[Collected data entries]

--- START ---

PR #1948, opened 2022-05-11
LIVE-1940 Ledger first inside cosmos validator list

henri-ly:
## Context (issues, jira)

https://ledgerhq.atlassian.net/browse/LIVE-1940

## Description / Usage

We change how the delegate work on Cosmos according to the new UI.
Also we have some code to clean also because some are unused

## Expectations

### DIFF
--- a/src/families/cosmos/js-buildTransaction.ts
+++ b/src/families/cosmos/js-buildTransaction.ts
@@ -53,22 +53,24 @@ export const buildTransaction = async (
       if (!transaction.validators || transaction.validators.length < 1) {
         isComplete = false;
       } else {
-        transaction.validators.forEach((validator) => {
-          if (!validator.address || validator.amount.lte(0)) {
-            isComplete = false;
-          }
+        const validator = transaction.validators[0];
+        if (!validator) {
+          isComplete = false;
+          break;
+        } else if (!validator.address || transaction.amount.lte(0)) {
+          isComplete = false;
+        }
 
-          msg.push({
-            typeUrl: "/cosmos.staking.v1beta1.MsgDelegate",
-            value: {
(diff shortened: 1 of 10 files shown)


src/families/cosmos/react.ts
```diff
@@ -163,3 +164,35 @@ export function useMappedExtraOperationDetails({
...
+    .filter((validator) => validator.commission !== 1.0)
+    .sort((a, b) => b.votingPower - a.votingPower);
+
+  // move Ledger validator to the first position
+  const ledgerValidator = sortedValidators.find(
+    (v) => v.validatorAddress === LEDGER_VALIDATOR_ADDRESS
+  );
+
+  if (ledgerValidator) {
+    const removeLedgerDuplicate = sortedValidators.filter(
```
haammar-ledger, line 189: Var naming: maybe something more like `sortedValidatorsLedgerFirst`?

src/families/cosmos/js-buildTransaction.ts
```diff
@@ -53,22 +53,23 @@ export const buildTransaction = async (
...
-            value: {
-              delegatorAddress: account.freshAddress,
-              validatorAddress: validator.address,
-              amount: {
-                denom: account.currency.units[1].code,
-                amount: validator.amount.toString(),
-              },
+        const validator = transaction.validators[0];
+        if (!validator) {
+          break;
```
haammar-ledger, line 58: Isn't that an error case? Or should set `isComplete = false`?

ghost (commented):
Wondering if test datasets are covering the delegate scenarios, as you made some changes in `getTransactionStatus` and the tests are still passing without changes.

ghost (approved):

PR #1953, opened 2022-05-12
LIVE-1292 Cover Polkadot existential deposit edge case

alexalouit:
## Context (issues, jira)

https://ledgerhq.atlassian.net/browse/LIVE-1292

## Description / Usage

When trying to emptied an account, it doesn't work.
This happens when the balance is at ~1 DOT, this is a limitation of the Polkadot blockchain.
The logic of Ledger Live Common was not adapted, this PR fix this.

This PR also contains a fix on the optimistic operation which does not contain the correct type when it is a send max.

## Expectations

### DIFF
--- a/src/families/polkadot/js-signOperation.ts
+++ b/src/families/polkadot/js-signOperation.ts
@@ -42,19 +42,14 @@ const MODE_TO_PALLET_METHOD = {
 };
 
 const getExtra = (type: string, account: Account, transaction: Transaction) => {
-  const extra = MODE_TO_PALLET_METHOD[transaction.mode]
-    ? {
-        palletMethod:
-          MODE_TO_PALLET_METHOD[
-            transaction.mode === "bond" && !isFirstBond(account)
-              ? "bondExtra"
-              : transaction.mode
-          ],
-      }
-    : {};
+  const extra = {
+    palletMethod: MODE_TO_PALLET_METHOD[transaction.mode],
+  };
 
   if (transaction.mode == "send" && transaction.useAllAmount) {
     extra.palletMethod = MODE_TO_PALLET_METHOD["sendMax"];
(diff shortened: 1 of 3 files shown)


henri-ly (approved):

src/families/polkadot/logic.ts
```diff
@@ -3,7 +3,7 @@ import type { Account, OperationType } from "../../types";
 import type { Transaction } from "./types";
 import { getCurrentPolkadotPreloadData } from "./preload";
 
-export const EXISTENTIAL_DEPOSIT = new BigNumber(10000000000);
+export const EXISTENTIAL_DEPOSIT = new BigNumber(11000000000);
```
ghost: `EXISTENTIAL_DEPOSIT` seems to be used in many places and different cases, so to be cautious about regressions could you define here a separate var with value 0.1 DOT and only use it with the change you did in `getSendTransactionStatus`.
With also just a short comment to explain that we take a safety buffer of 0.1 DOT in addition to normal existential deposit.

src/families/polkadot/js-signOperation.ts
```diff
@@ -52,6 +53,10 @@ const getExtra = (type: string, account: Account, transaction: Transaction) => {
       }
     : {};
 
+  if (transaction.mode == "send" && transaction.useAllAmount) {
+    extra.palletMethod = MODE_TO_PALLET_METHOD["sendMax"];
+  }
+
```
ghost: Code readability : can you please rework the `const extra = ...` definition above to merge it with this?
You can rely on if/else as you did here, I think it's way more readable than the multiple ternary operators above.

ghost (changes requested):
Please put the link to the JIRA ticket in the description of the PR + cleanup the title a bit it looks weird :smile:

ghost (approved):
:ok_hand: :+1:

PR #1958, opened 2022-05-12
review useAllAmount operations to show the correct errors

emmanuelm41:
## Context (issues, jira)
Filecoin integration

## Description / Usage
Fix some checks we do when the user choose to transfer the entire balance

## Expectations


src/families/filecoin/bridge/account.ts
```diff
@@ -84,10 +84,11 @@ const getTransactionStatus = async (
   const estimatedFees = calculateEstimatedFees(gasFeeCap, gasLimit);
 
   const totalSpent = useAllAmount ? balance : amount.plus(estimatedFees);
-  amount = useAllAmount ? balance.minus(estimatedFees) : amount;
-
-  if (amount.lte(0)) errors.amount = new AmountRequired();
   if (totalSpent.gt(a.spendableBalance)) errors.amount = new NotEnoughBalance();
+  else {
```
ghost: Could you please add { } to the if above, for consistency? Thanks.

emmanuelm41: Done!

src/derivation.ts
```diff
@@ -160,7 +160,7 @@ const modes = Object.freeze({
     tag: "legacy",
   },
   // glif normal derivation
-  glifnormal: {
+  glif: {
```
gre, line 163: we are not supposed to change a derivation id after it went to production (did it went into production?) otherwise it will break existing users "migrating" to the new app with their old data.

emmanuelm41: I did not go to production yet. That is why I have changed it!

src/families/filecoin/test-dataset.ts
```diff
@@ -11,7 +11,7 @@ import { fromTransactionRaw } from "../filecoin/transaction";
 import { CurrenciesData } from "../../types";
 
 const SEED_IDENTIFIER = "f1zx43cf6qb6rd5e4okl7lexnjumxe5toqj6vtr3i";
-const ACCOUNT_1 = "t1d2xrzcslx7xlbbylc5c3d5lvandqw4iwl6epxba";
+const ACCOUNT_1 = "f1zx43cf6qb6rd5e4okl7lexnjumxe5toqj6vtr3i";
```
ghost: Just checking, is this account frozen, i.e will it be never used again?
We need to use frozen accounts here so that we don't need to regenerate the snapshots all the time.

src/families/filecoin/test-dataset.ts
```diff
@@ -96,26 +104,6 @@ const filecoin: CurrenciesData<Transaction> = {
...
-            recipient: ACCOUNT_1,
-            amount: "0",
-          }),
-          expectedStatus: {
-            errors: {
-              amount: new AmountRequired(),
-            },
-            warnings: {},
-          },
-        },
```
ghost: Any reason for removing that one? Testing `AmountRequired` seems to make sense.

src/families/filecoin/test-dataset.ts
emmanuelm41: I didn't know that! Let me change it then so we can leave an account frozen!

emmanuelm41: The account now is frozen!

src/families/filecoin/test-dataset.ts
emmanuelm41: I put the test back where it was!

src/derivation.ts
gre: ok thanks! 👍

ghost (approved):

--- END ---
--- START ---

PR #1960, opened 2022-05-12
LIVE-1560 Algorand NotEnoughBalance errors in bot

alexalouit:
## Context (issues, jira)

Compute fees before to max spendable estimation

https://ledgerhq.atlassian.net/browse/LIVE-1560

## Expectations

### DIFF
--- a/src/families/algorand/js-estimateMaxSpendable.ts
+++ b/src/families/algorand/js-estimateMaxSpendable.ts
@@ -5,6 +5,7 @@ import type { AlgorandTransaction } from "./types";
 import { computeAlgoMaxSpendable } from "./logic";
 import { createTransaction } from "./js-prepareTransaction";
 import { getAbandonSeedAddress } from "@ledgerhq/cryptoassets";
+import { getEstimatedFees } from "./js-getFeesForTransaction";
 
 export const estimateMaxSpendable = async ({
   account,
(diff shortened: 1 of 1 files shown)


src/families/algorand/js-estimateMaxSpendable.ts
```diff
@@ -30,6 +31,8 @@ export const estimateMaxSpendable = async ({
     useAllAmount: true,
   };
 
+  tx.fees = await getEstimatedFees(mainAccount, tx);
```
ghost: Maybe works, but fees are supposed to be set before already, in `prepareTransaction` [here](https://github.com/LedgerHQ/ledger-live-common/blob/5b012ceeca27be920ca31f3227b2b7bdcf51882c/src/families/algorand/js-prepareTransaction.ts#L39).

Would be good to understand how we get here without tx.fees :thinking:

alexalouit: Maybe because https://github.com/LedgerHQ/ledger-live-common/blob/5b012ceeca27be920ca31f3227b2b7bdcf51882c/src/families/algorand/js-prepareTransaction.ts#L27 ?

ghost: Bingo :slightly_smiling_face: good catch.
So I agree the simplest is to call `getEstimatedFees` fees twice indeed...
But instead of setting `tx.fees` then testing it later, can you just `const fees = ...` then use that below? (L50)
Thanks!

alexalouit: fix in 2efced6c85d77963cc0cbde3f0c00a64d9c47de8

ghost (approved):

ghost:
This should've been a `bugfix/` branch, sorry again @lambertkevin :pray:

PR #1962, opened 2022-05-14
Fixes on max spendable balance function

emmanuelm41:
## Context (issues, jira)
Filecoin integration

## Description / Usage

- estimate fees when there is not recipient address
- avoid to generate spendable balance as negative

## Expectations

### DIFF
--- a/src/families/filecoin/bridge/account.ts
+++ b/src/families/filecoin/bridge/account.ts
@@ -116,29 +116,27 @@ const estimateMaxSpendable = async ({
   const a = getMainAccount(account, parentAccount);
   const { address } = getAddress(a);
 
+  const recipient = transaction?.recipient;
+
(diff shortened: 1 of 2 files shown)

--- END ---

WHAT YOU WILL DO ->
All that is wanted is a faithful reproduction of the line above with "src/families/polkadot/logic.ts", the line with "With also just", and every line in between.

ANSWER TO THE PROBLEM ->
src/families/polkadot/logic.ts
```diff
@@ -3,7 +3,7 @@ import type { Account, OperationType } from "../../types";
 import type { Transaction } from "./types";
 import { getCurrentPolkadotPreloadData } from "./preload";
 
-export const EXISTENTIAL_DEPOSIT = new BigNumber(10000000000);
+export const EXISTENTIAL_DEPOSIT = new BigNumber(11000000000);
```
ghost: `EXISTENTIAL_DEPOSIT` seems to be used in many places and different cases, so to be cautious about regressions could you define here a separate var with value 0.1 DOT and only use it with the change you did in `getSendTransactionStatus`.
With also just a short comment to explain that we take a safety buffer of 0.1 DOT in addition to normal existential deposit.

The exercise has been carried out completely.